Iowa’s Dairy Industry Faces Challenges From Supply Chain Disruptions

Doug Stensland can’t always trust that the semi-trucks filled with the supplies he needs to run his family dairy farm and processing plant in Larchwood will show up on time.

After one truck carrying milk jugs arrived a little late, Stensland said he shifted how he runs his operations.

“After that it was like ‘Boy we have to keep everything ordered way ahead,’” Stensland said. “We used to be able to order and keep a real lean inventory, but now we’ve gotten to a point where we have to stock up a lot of inventory just to make sure we don’t order it and it’s not available.”

Nationwide supply chain disruptions have impacted businesses across the country -- and Iowa’s dairy industry is no exception. Transportation and logistics issues have touched all levels of dairy production, from local farmers to large dairy exporters.

In most cases, agriculture economist for Iowa State University Chad Hart said supply isn’t the major issue. The problem is connecting the supply to the demand, and the chain link between many products has been disrupted.

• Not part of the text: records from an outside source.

PR #1469, opened 2026-07-18
feat: add sitemap generator

KallynGowdy:
Generate a sitemap covering every chapter of every book in every Bible
translation, one child sitemap per translation plus a sitemap index and a
robots.txt.

Each chapter URL carries the UI locale (?lang=) that maps to the
translation's Bible language — Spanish translations get the Spanish UI,
English translations the English UI — reusing the existing
UI_TO_BIBLE_LANGUAGE_CODES mapping (now exported) rather than emitting the
full translation × every-UI-language cross product. Translations in a
language with no supported UI locale are still listed without ?lang=;
--mapped-only restricts output to translations that map to a UI locale.

- script/lib/sitemap.ts: pure, unit-tested helpers (language-map inversion,
  URL building, XML rendering, chunking to the 50k-per-file limit, filename
  sanitizing).
- script/generate-sitemap.ts: fetches translations + books via
  FreeUseBibleAPI and writes into the client build output. Best-effort — a
  Bible-API failure warns and exits 0 so a deploy is never blocked
  (--strict to fail). Skips non-main branch builds, whose public files are
  not deployed.
- Wired as "pnpm sitemap" and appended to "pnpm build". Output is served by
  the host's existing .xml/.txt reverse-proxy; no new server route needed.

Co-Authored-By: Claude Opus 4.8 <noreply@anthropic.com>
Claude-Session: https://claude.ai/code/session_017Em949FfugKLX9UiqGj6Kt

### DIFF
--- a/package.json
+++ b/package.json
@@ -8,7 +8,7 @@
     "test": "vitest",
     "test:watch": "vitest watch",
     "dev": "bun server/index.ts",
-    "build": "pnpm build:client && pnpm build:ssr && pnpm build:server",
+    "build": "pnpm build:client && pnpm build:ssr && pnpm build:server && pnpm sitemap",
     "build:client": "vite build",
     "build:ssr": "vite build --ssr standalone/entry-ssr.tsx",
     "build:server": "bun build --target=bun --external express --external vite --outfile=server/dist/index.js ./server/index.ts",
@@ -22,6 +22,7 @@
     "build-size-report": "tsx script/build-size-report.ts",
     "i18n": "tsx script/i18n.ts",
     "list-bible-translations": "tsx script/list-bible-translations.ts",
+    "sitemap": "tsx script/generate-sitemap.ts",
     "format": "prettier --write \"packages/**/*.{js,jsx,ts,tsx,css}\"",
     "format:changed": "pretty-quick",
     "prepare": "husky && tsx script/setupMergeDriver.ts"
--- a/packages/seed-bible/seed-bible/managers/BibleReadingManager.tsx
+++ b/packages/seed-bible/seed-bible/managers/BibleReadingManager.tsx
@@ -427,7 +427,7 @@ const FALLBACK_TRANSLATION: TranslationWithLanguage = {
  * Includes aliases so we can match the nearest available text even when the
  * preferred hardcoded ID is missing from the loaded catalog.
  */
-const UI_TO_BIBLE_LANGUAGE_CODES: Record<string, string[]> = {
+export const UI_TO_BIBLE_LANGUAGE_CODES: Record<string, string[]> = {
   am: ["amh"],
   ar: ["arb", "ara"],
   bn: ["ben"],
--- a/packages/seed-bible/seed-bible/managers/SeedBibleStateManager.tsx
+++ b/packages/seed-bible/seed-bible/managers/SeedBibleStateManager.tsx
@@ -887,6 +887,18 @@ export function createSeedBibleState(
       canonicalUrl.searchParams.set("chapter", String(chapter.chapter.number));
     }
 
+    // Preserve an explicit `?lang=` so the canonical is self-referential for
+    // the language-specific URLs the sitemap emits (otherwise search engines
+    // collapse every `?lang=` variant onto the lang-less URL and none of them
+    // index distinctly). Echo only the explicit URL param — deriving it from
+    // the active i18n language would make the canonical vary by
+    // Accept-Language, which must not happen. Set last to match the sitemap's
+    // `translation,book,chapter,lang` ordering.
+    const lang = currentUrl.searchParams.get("lang");
+    if (lang) {
+      canonicalUrl.searchParams.set("lang", lang);
+    }
+
     return `${canonicalUrl.pathname}${canonicalUrl.search}`;
   });
 
--- a/script/generate-sitemap.ts
+++ b/script/generate-sitemap.ts
@@ -1,0 +1,358 @@
+/**
+ * Generates the Seed Bible sitemap: one child sitemap per translation (every
+ * chapter of every book) plus a sitemap index and a robots.txt.
+ *
+ * Each chapter URL carries the UI locale (`?lang=`) that maps to the
+ * translation's Bible language — Spanish translations get the Spanish UI,
+ * English translations the English UI — so we never emit the full
+ * translation × every-UI-language cross product. Translations in a language
+ * with no supported UI locale are still listed, but without `?lang=` (the app
+ * then resolves the visitor's language). Pass `--mapped-only` to emit only
+ * translations that map to a supported UI locale.
+ *
+ * Output lands in the client build directory (`standalone/dist/client/` by
+ * default), which the CD workflow's main-only sync uploads to the bucket root;
+ * the host server already reverse-proxies `.xml`/`.txt` requests to the CDN, so
+ * `/sitemap.xml`, `/sitemaps/*.xml`, and `/robots.txt` are served with no extra
+ * server route.
+ *
+ * The Bible catalog is external, so the run is best-effort: a fetch failure
+ * logs a warning and exits 0 (so a deploy is never blocked) unless `--strict`
+ * is passed.
+ *
+ * Usage:
+ *   pnpm sitemap
+ *   pnpm sitemap --base-url=https://prod.seedbible.org --endpoint=https://bible.helloao.org/
+ *   pnpm sitemap --mapped-only --strict --out=standalone/dist/client
+ */
+import { mkdir, rm, writeFile } from "node:fs/promises";
+import path from "node:path";
+import {
+  FreeUseBibleAPI,
+  getDefaultAPIEndpoint,
+  type Translation,
+} from "@packages/seed-bible/seed-bible/managers/FreeUseBibleAPI";
+import {
+  bibleLanguageToUiLocale,
+  chapterUrlsForTranslation,
+  chunk,
+  renderSitemapIndex,
+  renderUrlset,
+  uniqueSitemapName,
+  MAX_URLS_PER_SITEMAP,
+  type BookChapters,
+  type SitemapIndexEntry,
+} from "./lib/sitemap";
+
+const DEFAULT_ORIGIN = "https://prod.seedbible.org";
+const DEFAULT_OUT_DIR = path.join("standalone", "dist", "client");
+const SITEMAPS_SUBDIR = "sitemaps";
+const DEFAULT_CONCURRENCY = 8;
+
+interface Options {
+  origin: string;
+  endpoint: string;
+  outDir: string;
+  mappedOnly: boolean;
+  strict: boolean;
+  concurrency: number;
+}
+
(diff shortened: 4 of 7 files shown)


Blitzy:
## Code review follow-ups (non-blocking)

The CI-fetch issue is now fixed on this branch (`1ef7984` — the sitemap generator no longer runs on CI builds unless it's the `main` deploy build). Below are the remaining findings from the review, none of which block merge. Severities noted per item.

### 2. Sitemap `?lang=` is stripped by the page's canonical tag — **High (SEO)**
The generator emits language-specific URLs like `…&book=GEN&chapter=1&lang=es`, but the SSR page renders `<link rel="canonical">` from `SeedBibleStateManager.canonicalUrl` (see `standalone/entry-ssr.tsx:85`), which sets only `translation`/`book`/`chapter` and **never `lang`**. Search engines treat the on-page canonical as authoritative and consolidate the `?lang=` variants to the `lang`-less URL, so the language-specific URLs — the headline feature of this PR — won't be indexed as distinct. Fix by either adding `lang` to `canonicalUrl` or dropping it from the sitemap so the two agree.

### 3. `lastmod` is stamped "today" on every run — **Medium (SEO)**
`generate-sitemap.ts` sets `lastmod = new Date().toISOString().slice(0, 10)`, so every child sitemap and the index report "modified today" on each deploy even when a translation's chapters haven't changed. That misleads crawlers into re-crawling unchanged content and wastes crawl budget. A content-derived timestamp (or omitting `lastmod`) would be more honest.

### 4. `translation` param assumes the default endpoint — **Low (latent correctness)**
The sitemap uses the bare `translation.id`, while the app's real/canonical URLs use `data.buildTranslationId(id)` (`BibleDataManager.tsx:590-601`), which returns the raw id **only for the default endpoint** and a full API URL otherwise. For today's production default endpoint these coincide, so it's correct now — but it's an unstated assumption. If `getDefaultAPIEndpoint(origin)` ever resolves to a non-default endpoint, the sitemap URLs would stop matching the site's canonical URLs.

### 5. Dead prioritization pass in `buildBibleLanguageToUiLocale` — **Low (simplification)**
The two-pass split ("`DEFAULT_TRANSLATIONS_BY_LANGUAGE` locales first, then the rest") never changes the output: none of the actual Bible-code collision pairs (`he`/`iw`→`heb`, `fil`/`tl`→`tgl`, `no`/`nb`→`nob`/`nor`) has a member present in `DEFAULT_TRANSLATIONS_BY_LANGUAGE`, so insertion order alone already resolves every tie. Not a bug, but the documented rule #1 is inert and could mislead a future maintainer into thinking it's load-bearing — a single-pass loop would be equivalent given current data.

### 6. Duplicated trailing-slash helpers — **Low (cleanup)**
`trimTrailingSlash` (`generate-sitemap.ts`) and `ensureTrailingSlash` (`lib/sitemap.ts`) are near-identical, and `buildChapterUrl` re-implements the query-param shape already encoded in `SeedBibleStateManager.canonicalUrl`. Low impact; consolidating would keep the URL shape defined in one place.

---

Overall the pure helpers in `lib/sitemap.ts` are well-factored and their test coverage is solid. #2 is the one worth an explicit decision before this ships; #3–#6 are polish.

---

KallynGowdy:
Thanks for the review — all follow-ups addressed in `b421f21`.

**#2 (High, canonical strips `?lang=`)** — Chosen: keep the per-language URLs and make the canonical agree. `SeedBibleStateManager.canonicalUrl` (and thus `<link rel="canonical">` / `og:url`) now echoes the **explicit** `?lang=` from the requested URL. So a crawler landing on a sitemap URL `…&lang=es` gets a self-referential canonical `…&lang=es` and each language variant indexes distinctly; ordinary lang-less pages are unchanged. It reads only the URL param (not `i18n.language`), so the canonical never varies by `Accept-Language`. Covered by two new tests in `SeedBibleStateManager.test.ts`.

**#3 (Medium, `lastmod` = today)** — Dropped. The generator no longer stamps `lastmod`, so unchanged content stops looking modified every deploy. `renderSitemapIndex` keeps optional `lastmod` support for the future.

**#4 (Low, `translation` assumes default endpoint)** — Added a pure `buildTranslationParam(id, endpoint, defaultEndpoint)` mirroring `BibleDataManager.buildTranslationId` (bare id for the default endpoint, full `…/api/{id}/books.json` URL otherwise); the generator now uses it, so sitemap URLs match the site's canonical URLs on any endpoint. Unit-tested both branches.

**#5 (Low, dead prioritization)** — `buildBibleLanguageToUiLocale` is now a single insertion-order pass; dropped the inert `DEFAULT_TRANSLATIONS_BY_LANGUAGE` prioritization and the misleading doc. Output is identical (existing mapping tests still pass).

**#6 (Low, duplicated helpers)** — Consolidated `ensureTrailingSlash`/`trimTrailingSlash` into `lib/sitemap.ts`. I left `buildChapterUrl` as the pure, tested definition of the URL shape (with a comment noting it mirrors `canonicalUrl`) rather than folding in the stateful `buildTranslationId` path — the translation-param derivation genuinely differs (pure vs. manager-backed), so a shared 3-line param-setter wasn't worth the cross-package coupling.

Also fixed the default origin to `https://seedbible.org` (was `prod.seedbible.org`, which is the deploy host, not the public domain).

Verification: `pnpm vitest run` on both suites (76 passing), `pnpm check:ts` (0 errors), `pnpm lint` (0 errors), plus a local mock-API e2e confirming no `<lastmod>`, correct `buildTranslationParam` output, and preserved `?lang=`.

---

Blitzy:
> [!NOTE]

## Summary

This PR adds a sitemap generator (`script/generate-sitemap.ts` + pure helpers in `script/lib/sitemap.ts`) that emits one child sitemap per Bible translation — every chapter of every book — plus a sitemap index and `robots.txt`, wired into `pnpm build` and gated to only run for the `main` deploy build. It also makes the app's canonical-URL logic (`SeedBibleStateManager.canonicalUrl`) echo an explicit `?lang=` so the per-language sitemap URLs stay self-canonical instead of being collapsed by search engines.

## Prior review already addressed

@Blitzy's earlier review on this PR (comment from 2026-07-20) raised five follow-up items (No. 2 High, No. 3–6 Low/Medium), and the author's 2026-07-24 update (`b421f21`) addressed all of them. I re-verified each against the current diff:

- **No. 2 (High — canonical stripped `?lang=`)**: Fixed. `canonicalUrl` now echoes an explicit `?lang=` from the current URL (`SeedBibleStateManager.tsx`), and two new tests cover the echo/omit cases.
- **No. 3 (Medium — `lastmod` stamped "today")**: Fixed. The generator no longer emits `lastmod`; `renderSitemapIndex` still supports it as an optional field for future use.
- **No. 4 (Low — `translation` param assumed default endpoint)**: Fixed via the new `buildTranslationParam()`, which mirrors `BibleDataManager.buildTranslationId` exactly (bare ID for the default endpoint, full `books.json` URL otherwise) and is unit-tested for both branches.
- **No. 5 (Low — dead prioritization pass)**: Fixed. `buildBibleLanguageToUiLocale` is now a single insertion-order pass.
- **No. 6 (Low — duplicated trailing-slash helpers)**: Fixed. Consolidated into `lib/sitemap.ts`.

I also confirmed the CI-vs-deploy gating in `skipReason()` is wired correctly against the actual workflows: `cd.yml`'s `Build` step sets `DEPLOY_BRANCH` explicitly (so the `main` deploy build generates, other branches skip), while `ci.yml`'s plain `pnpm build` has no `DEPLOY_BRANCH` but does run under GitHub Actions' implicit `CI=true`, so it correctly skips the live catalog fetch. CI on the head commit (`b421f21`) is green.

## New (minor, non-blocking) observations

**1. Misleading test name for `buildTranslationParam`'s slash handling — Low, test clarity**
In `test/unit/script/lib/sitemap.test.ts`, the test `"encodes reserved characters in the id for a non-default endpoint"` asserts:
```ts
buildTranslationParam("eng/esv", "https://bible.helloao.org/", DEFAULT)
// => "https://bible.helloao.org/api/eng/esv/books.json"
```
The `/` in `"eng/esv"` is **not** encoded here — `new URL("api/eng/esv/books.json", base)` treats it as an extra path segment, not a literal character in one segment (contrast with `buildChapterUrl`'s query-param case, which genuinely does percent-encode a `/` to `%2F` via `URLSearchParams`). This isn't a functional bug introduced by this PR — `buildTranslationParam` is intentionally a faithful mirror of the pre-existing `BibleDataManager.buildTranslationId` (`BibleDataManager.tsx:590-601`), which has the identical behavior — but the test's name/intent doesn't match what it actually verifies, which could mislead a future reader into thinking slash-encoding is guaranteed here. Consider renaming the test to describe what it actually checks (e.g., "matches buildTranslationId's un-encoded path-segment behavior for non-default endpoints"), or dropping it if this edge case isn't real (translation IDs in the catalog don't appear to contain `/`).

**2. Orphaned per-translation sitemap files can accumulate in S3 over time — Low, operational**
`cd.yml`'s "Sync PWA shell + public files (main only)" step syncs `standalone/dist/client` (where `sitemap.xml`, `robots.txt`, and `sitemaps/*.xml` land) to the bucket root with `aws s3 sync` and no `--delete`. The generator's own `rm(sitemapsDir, { recursive: true, force: true })` only clears the *local* build output before regenerating — it doesn't touch anything already uploaded. So if a translation is later removed from the catalog (or its sanitized filename changes), its old child sitemap XML file stays live in the bucket indefinitely, just unreferenced by the current `sitemap.xml` index. Not a correctness bug in this PR's new code, and not a new pattern (the sync step already worked this way before this PR), but this is the first feature to write a set of files that actually changes shape over time based on an external catalog, so the staleness risk is newly relevant. Worth a follow-up (either add `--delete` scoped to `sitemaps/*`, or accept it as harmless clutter) rather than blocking this PR on it.

## Overall

The pure helpers in `lib/sitemap.ts` are well-factored and thoroughly unit-tested (XML escaping, chunking, name sanitization/dedup, language-code inversion, URL building). The deploy-gating logic is correctly wired to the real CI/CD workflows. Nothing above blocks merge — both notes are polish/follow-up items.

---

KallynGowdy:
Addressed issue **#1** (misleading test name) in `3a7e9c9`.

Renamed the `buildTranslationParam` test from `"encodes reserved characters in the id for a non-default endpoint"` to `"keeps a slash in the id as a path segment (not percent-encoded), mirroring buildTranslationId"`, and added a comment noting the `/` becomes a path separator via `new URL(...)` (matching `BibleDataManager.buildTranslationId`), in contrast to `buildChapterUrl`'s query-param encoding. Kept the assertion — it documents the intentional mirror. No behavior change; 31 tests pass.

On issue **#2** (orphaned `sitemaps/*.xml` in S3 with no `--delete` on the sync) — agreed it's a real but non-blocking staleness risk, and it lives in `cd.yml`'s sync step rather than this PR's code. Leaving it out of this PR as you suggested; happy to do a follow-up that scopes `--delete` to the `sitemaps/` prefix if you'd like.

---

“If the feed additive is in China, but the need for it is here in an Iowa dairy herd, then that doesn’t help you, unless you can deliver it where it’s needed,” Hart said.

On the local level, farmers are facing obstacles in receiving the tools they need to continue business. At Milk Unlimited Dairy, a farm in Atlantic with 34,000 cows, owner Christy Cunningham said the first shortage she noticed was in personal protection equipment used for milking cows at the start of the pandemic.

“Not only were we not able to get them, but when we were, the inflation of the price was enough to make you take notice,” Cunningham said.

Now, equipment like dry tubes, ear tags, feed additives and packaging for milk products are more difficult to stock and require a lot more planning. Between shortages and rising prices, Stensland said the last two years have been very hard for his business.

“Everything’s gone up,” Stensland said. “It’s cut into profits, there's no doubt about it. It's just a matter of how far we can be able to grab that back. Our sales are tough anyway.